### What to do
Scan the records below for the line containing "- split out" and the line containing "- moved some". Copy both, plus every line between, exactly.

** Task inputs follows **

PR #1150, opened 2024-11-28
chore: split out tauri commands for readability

shanimal08:
moved all our tauri commands to their own file 

1. for readability and
2. because i did that in the V2 branch and i think i've missed changes when merging when there are conflicts 😬


mmrrnn (approved):
Looks fine, tested on dev

mmrrnn (approved):

src-tauri/src/commands.rs
```diff
@@ -0,0 +1,1511 @@
...
+use crate::systemtray_manager::{SystemtrayManager, SystrayData};
+use crate::tor_adapter::TorConfig;
+use crate::utils::shutdown_utils::stop_all_processes;
+use crate::wallet_adapter::TransactionInfo;
+use crate::wallet_manager::WalletManagerError;
+use crate::{
+    setup_inner, ApplicationsVersions, BaseNodeStatus, CpuMinerMetrics, GpuMinerMetrics,
+    MaxUsageLevels, MinerMetrics, TariWalletDetails, UniverseAppState, APPLICATION_FOLDER_ID,
+    MAX_ACCEPTABLE_COMMAND_TIME,
+};
```
MCozhusheck, line 24: Remove those imports and paste these struct directly in this file. In a case of `ApplicationsVersions` it's declared in `main.rs` but used only in `commands.rs`. It can be simplified by simply declaring it here.

MCozhusheck (approved):

PR #1159, opened 2024-11-29
Adds referrals request data

PanchoBubble:


src/hooks/airdrop/useWebsocket.ts
```diff
@@ -70,19 +68,7 @@ export const useWebsocket = () => {
...
-                    }
-                    if (
-                        (msgParsed.name === WebsocketEventNames.MINING_STATUS_CREW_UPDATE ||
-                            msgParsed.name === WebsocketEventNames.MINING_STATUS_USER_UPDATE) &&
-                        msgParsed?.data?.totalTimeBonusMs
-                    ) {
-                        setTotalBonusTimeMs(msgParsed.data.totalTimeBonusMs);
-                    }
-                });
+                socket.on(userId as string, handleWsUserIdEvent);
```
PanchoBubble, line 71: Move listener to a handler to keep in cleaner

src/types/ws.ts
```diff
@@ -19,10 +20,19 @@ export interface QuestCompletedEvent {
     };
 }
 
+export interface CrewMember {
+    imageUrl: string | null;
```
BalazsSevecsek, line 24: See the comment at the other PR: many of these information do not change over time, so it would be worth asking them down only once and not every 15 secs

PR #1190, opened 2024-12-05
feat: add ws verification

BalazsSevecsek:


stringhandler (changes requested):
I think this is not the best way of doing it. Let's chat about it offline

PR #1221, opened 2024-12-10
feat: increase autostartup permissions

### LINKED ISSUE #1154: Windows: 0.8.2: Auto start on system boot: When user restarts laptop, app does not automatically start
**Describe the bug**
As a user I find that when I change the setting for `Auto start on system boot` to enabled and restart my laptop. I find that the app does not restart

**To Reproduce**
1. Go to 'Tari Universe' app
2. Click on 'Settings'
3. Scroll down to 'Auto start on system boot'
4. Click on the toggle to enable the setting
5. Setting should be enabled
6. Close the app
7. Restart your laptop
8. Observe

**Expected behavior**
When laptop is restarted, and use unlocks, user should see the Tari Universe app start automatically

**Screenshots**
Screenshot (412)

 - Aspire A315-59
 - Windows 11, 23H2

Misieq01:
Fixes #1154 

### [ Summary ]
- Extended autolauncher strategy for windows with extra step of creating task schedule
- Created task in scheduler is responsible for starting universe app with highest permission when user login first time after booting up machine

--------------

### [ Testing ]
- Build the app from this PR and then install from .msi
- Enable auto launch feature and restart machine, app should start automatically
- Also you should see entry "Tari Universer startup" in task scheduler 

## Summary by CodeRabbit

- **New Features**
  - Enhanced auto-launch functionality with asynchronous updates and dedicated Windows support for a smoother startup experience.
  - Improved blockchain visualization by adding transaction recap tracking for better overview.

- **Chores**
  - Updated the application version and refined configuration formatting for enhanced consistency.


src-tauri/src/auto_launcher.rs
```diff
@@ -146,6 +222,9 @@ impl AutoLauncher {
         let auto_launcher = AutoLauncher::build_auto_launcher(app_name, &app_path)?;
 
         AutoLauncher::toggle_auto_launcher(&auto_launcher, is_auto_launcher_enabled)?;
+        #[cfg(target_os = "windows")]
+        self.toggle_windows_admin_auto_launcher(is_auto_launcher_enabled)
+            .await?;
```
brianp, line 227: Feels like this is maybe something that should be withing `AutoLauncher::toggle_auto_launcher` which already does OS specific things for auto launching?

brianp (commented):
Sorry, i made this suggestion last year but it failed to post. I'll be testing this today.

Misieq01:
@brianp Did you tested on dev or build the app from this PR ?

brianp:
I built the app locally, and installed via msi

Misieq01:
I will look into it but remember that it worked just fine on my windows 11

Misieq01:
@brianp Could you check in windows task scheduler if you got a entry for Tari Universe

brianp:
I uninstalled all Tari versions and cleaned directories. Built from PR, re-installed from msi. Turning "Auto-start on system boot" on did not produce any item I can find in the Task Scheduler. Although their tiny little unordered list doesn't make it easy.

Misieq01:
> I uninstalled all Tari versions and cleaned directories. Built from PR, re-installed from msi. Turning "Auto-start on system boot" on did not produce any item I can find in the Task Scheduler. Although their tiny little unordered list doesn't make it easy.
Task scheduler does not has great UI haha. Okay, thanks for putting time in testing it, I will give it a look today, either something broke after updating branch or there is another case on your setup that need to me handled

Misieq01:
@brianp Tested it and for me it also stopped working, not sure what caused it but removing check of flag from auto_launcher crate and just depending on our app_config flag solved it for me and now it works like it used to before Christmas break

brianp:
I have tested it again. I can now find the entry in the tesk scheduler. But the application does not start on startup. It may be due to the location in the task scheduler?

image

brianp:
It works 😄 

One more problem we'll have to solve: Existing Windows machines that have this option already enabled won't receive the fix. They'd have to toggle auto-start before they would see the change working again.

I think we need to add a config migration for this to handle it in 1-of-2 ways:
1. If the config option is enabled, trigger the new startup mechanism to add the task scheduler
2. If the config option is enabled, disable it on Windows, reflecting the current reality.

Option 1 is preferred. 

I'm happy to merge this PR first, if we can produce a solution for the existing users before the next release (Wednesday).

PR #1226, opened 2024-12-11
chore(ci): revert the removal of openssl/hickory-client/hickory-proto

leet4tari:
Description
Revert the removal of openssl/hickory-client/hickory-proto

Motivation and Context
Fix current build failures

How Has This Been Tested?
Builds in local fork


brianp:
Builds are currently building sans hickory. I'm probably going to close this unless there's a specific need for hickory to be re-introduced.

PR #1229, opened 2024-12-11
fix(ui): animation updates | transaction & earnings fixes | miner metrics and stores cleanups

### LINKED ISSUE #1198: Windows: Won on my pc but now the UI is stuck here post catch up animation
**Describe the bug**
image
in this state, replay doesnt work
and there is no way to get it back to the original block animation
however when miimized it will report on additional winnings, just without the animation

### LINKED ISSUE #1318: 0.8.34 Red long block doesn't animate
**Describe the bug**
On both Windows and Mac, long block is broken. It it winks but never animates out.

https://www.loom.com/share/26a28ed11b094e2c8b2fb0326f6e53d2

shanimal08:
w## Description

**reverted back to actual tauri crate in this PR**

- updated animation build so you can show a replay if not started
- updated on our side to remove starting the animation if not mining (just pass isReplay)
- removed the extra `miner_metrics` listener in [`useSystemTray`](https://github.com/tari-project/universe/pull/1229/files#diff-0f8836d7c431878dea871d881c7beb5bdc2926ab237fe7dba0a0948338e6f77a), and just use the store values instead
- split out miner metrics from the mining store to its own store, [`useMiningMetricsStore`](https://github.com/tari-project/universe/pull/1229/files#diff-3fc3d5af17dd298493c576af53a4508d2495560802e3fcd66d5b447003d4e017)
  - cleaned up mining stores (visualizations, metrics, and ui)
  - moved some actions out of the mining stores to be used outside of hooks ([`miningStoreActions`](https://github.com/tari-project/universe/pull/1229/files#diff-8932d256e2c3fb7ca702d495c4548e785826b529ae16113f71f96534e24a0c78))
- [changed `get_tari_wallet_details` to an emit instead of calling the command from FE at an interval](https://github.com/tari-project/universe/pull/1229/files#diff-2f5e0a90d4195e9986f5e24928dce16b59a80a2cf30f7059b38d55bd7d1eff69R540-R555)
- bump oudated deps
- added splashscreen window to capabilities files
- standardise getting app window - using `getCurrentWindow` whereas before we had a mix of `getCurrentWindow` and `getCurrentWebviewWindow`
- use `app.emit` instead of window in `telemetry_manager`
- removed unnecessary intervals in favour of listeners
- added `useDeferredValue` in places we needed to check for 'stale' data

## Motivation and Context

Fixes #1198
Fixes #1318

## How Has This Been Tested?

https://github.com/user-attachments/assets/2a3faf5d-2d4b-43c2-b990-2ad86fd52574

https://github.com/user-attachments/assets/56310c51-959e-4df7-9955-62fa29eb1378

https://github.com/user-attachments/assets/ee8e5a90-7eb0-4377-b5e7-4318c5261a79

- check that long block and earnings animations work as expected 
  - normal earnings
  - missed earnings
  - and earning replays
- check that the systray is working normally
- check that earnings animations x wallet balance are in sync
- no freezy

## Breaking Changes

\_\_

- [x] None
- [ ] Requires hard fork
- [ ] Other - Please specify


src/containers/floating/StagedSecurity/sections/SeedPhrase/SeedPhrase.tsx
```diff
@@ -41,11 +42,15 @@ const SeedPhrase = ({ setSection, words }: Props) => {
...
-    }
+    useEffect(() => {
+        const groups: string[][] = [];
+        for (let i = 0; i < words.length; i += 6) {
+            groups.push(words.slice(i, i + 6));
+        }
+        if (groups.length) {
+            setWordGroups(groups);
+        }
+    }, [words]);
```
MCozhusheck, line 53: is this useEffect necessary ? `words` comes from props so changes in `words` will change wordGroups anyway

src/App/AppWrapper.tsx
```diff
@@ -54,15 +33,5 @@ export default function AppWrapper() {
         // eslint-disable-next-line react-hooks/exhaustive-deps
     }, []);
```
Misieq01, line 34: We won't be bringing it back ?

shanimal08: yea but it always exists in github :D just a pet peeve of mine to leave in big chunks of commented code, but i don't mind adding it back if you want? :D

src/containers/phase/Setup/components/AppVersion.tsx
```diff
@@ -6,13 +6,20 @@ export default function AppVersion() {
     const [tariVersion, setTariVersion] = useState<string | null>(null);
 
     useEffect(() => {
+        let fetched = false;
```
MCozhusheck, line 9: is this variable necessary ? It's local variable if we want to verify we fetch only once we should use `useState` or `useRef` variable.

src/containers/floating/StagedSecurity/sections/SeedPhrase/SeedPhrase.tsx
```diff
@@ -41,11 +42,15 @@ const SeedPhrase = ({ setSection, words }: Props) => {
         setChecked(!checked);
     };
 
-    const wordGroups: string[][] = [];
-
-    for (let i = 0; i < words.length; i += 6) {
-        wordGroups.push(words.slice(i, i + 6));
-    }
+    useEffect(() => {
```
Misieq01, line 45: I don't think we need useEffect and useState here as words come with props so it will be rerendered either way

shanimal08: oh i updated `eslint-plugin-react-hooks` and it threw an error because of that loop out in the open ☹️ 

i can revert and revert the update?

MCozhusheck (changes requested):

src/App/AppWrapper.tsx
Misieq01: I think its easier to uncomment code then look back through commit history but won't fight on it haha :D

src/containers/floating/StagedSecurity/sections/SeedPhrase/SeedPhrase.tsx
shanimal08: only changed it after the package bump https://github.com/tari-project/universe/pull/1229#discussion_r1908542970

 but yeah i wouldn't do that normally 😬 lmk if i should revert the update and these changes or just leave as is?

src/containers/phase/Setup/components/AppVersion.tsx
```diff
@@ -6,13 +6,20 @@ export default function AppVersion() {
     const [tariVersion, setTariVersion] = useState<string | null>(null);
 
     useEffect(() => {
```
Misieq01, line 8: I don't think `let fetched` make a difference here its defined in scope of useEffect so it won't be preserved between executions of this useEffect

src-tauri/src/main.rs
```diff
@@ -538,6 +536,23 @@ async fn setup_inner(
...
+                break;
+            }
+
+            interval.tick().await;
+            if let Ok(wallet) = commands::emit_tari_wallet_details(app_state).await {
+                drop(w_move_handle.emit("wallet_details", wallet));
+            }
+        }
+    });
+
```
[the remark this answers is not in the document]
shanimal08: neat, thanks! should i do the same for the `miner_metrics` emit loop just above?:D

src/containers/floating/StagedSecurity/sections/SeedPhrase/SeedPhrase.tsx
Misieq01: What about removing hooks and just moving this loop to function outside component like `const groupSeedWords = (words: string[]) => {}` and then even you can do `groupSeedWords(words).map((group, groupIndex) => ...`

src/hooks/mining/useMiningMetricsUpdater.ts
```diff
@@ -1,58 +1,40 @@
...
+
     const displayBlockHeight = useBlockchainVisualisationStore((s) => s.displayBlockHeight);
     const setDisplayBlockHeight = useBlockchainVisualisationStore((s) => s.setDisplayBlockHeight);
 
+    const deferredblock = useDeferredValue(currentBlockHeight);
+
     return useCallback(
         async (metrics: MinerMetrics) => {
             if (metrics) {
                 const isMining = metrics.cpu?.mining.is_mining || metrics.gpu?.mining.is_mining;
```
Misieq01, line 18: These checks for node_connection and setting animation are no longer needed or they were moved somewhere else ?

shanimal08: not needed since `useUiMiningStateMachine` checks against is_mining (gpu & cpu), so that actually caused a bit of weirdness with the animation states and i think `is_mining` for either is connected to being connected already on the BE? (could be wrong about that though)

Misieq01: I was assuming that if someone added it then you can have `is_mining = true` and then `metrics.base_node?.is_connected either true or false` and when user wasn't connected to node then we didn't wanted to show animation of mining. I'm not sure but that's why I asked

src/containers/floating/StagedSecurity/sections/SeedPhrase/SeedPhrase.tsx
shanimal08: nice that did the trick :D updated :D

src-tauri/src/main.rs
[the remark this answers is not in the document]
MCozhusheck: > neat, thanks! should i do the same for the `miner_metrics` emit loop just above?:D

yes previous could be written similar

MCozhusheck (approved):

src/hooks/mining/useMiningMetricsUpdater.ts
Misieq01: Yeah I was thinking the same but someone added code that works like if there could be case where `base_node.connected` can be `false` and `is_mining` `true` so that's why I asked if you know for sure that this is not a case hah

shanimal08: rats! oki awesome fixing, thanks so much!

src-tauri/Cargo.lock
```diff
@@ -7612,16 +7606,18 @@ dependencies = [
...
 dependencies = [
  "tauri",
  "tauri-plugin",
 ]
 
 [[package]]
 name = "tauri-plugin-sentry"
-version = "0.3.0"
-source = "git+https://github.com/tari-project/sentry-tauri?rev=7554b9a8738d6442d175aa2add55ecc11c52842d#7554b9a8738d6442d175aa2add55ecc11c52842d"
+version = "0.2.0"
```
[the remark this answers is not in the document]
shanimal08: nice catch :D i just reverted to what it was before the tauri x tari fork but this branch is so old that a bunch of things have newer releases 😅 updated, ty!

** End of Task inputs **

### Solution
- split out miner metrics from the mining store to its own store, [`useMiningMetricsStore`](https://github.com/tari-project/universe/pull/1229/files#diff-3fc3d5af17dd298493c576af53a4508d2495560802e3fcd66d5b447003d4e017)
  - cleaned up mining stores (visualizations, metrics, and ui)
  - moved some actions out of the mining stores to be used outside of hooks ([`miningStoreActions`](https://github.com/tari-project/universe/pull/1229/files#diff-8932d256e2c3fb7ca702d495c4548e785826b529ae16113f71f96534e24a0c78))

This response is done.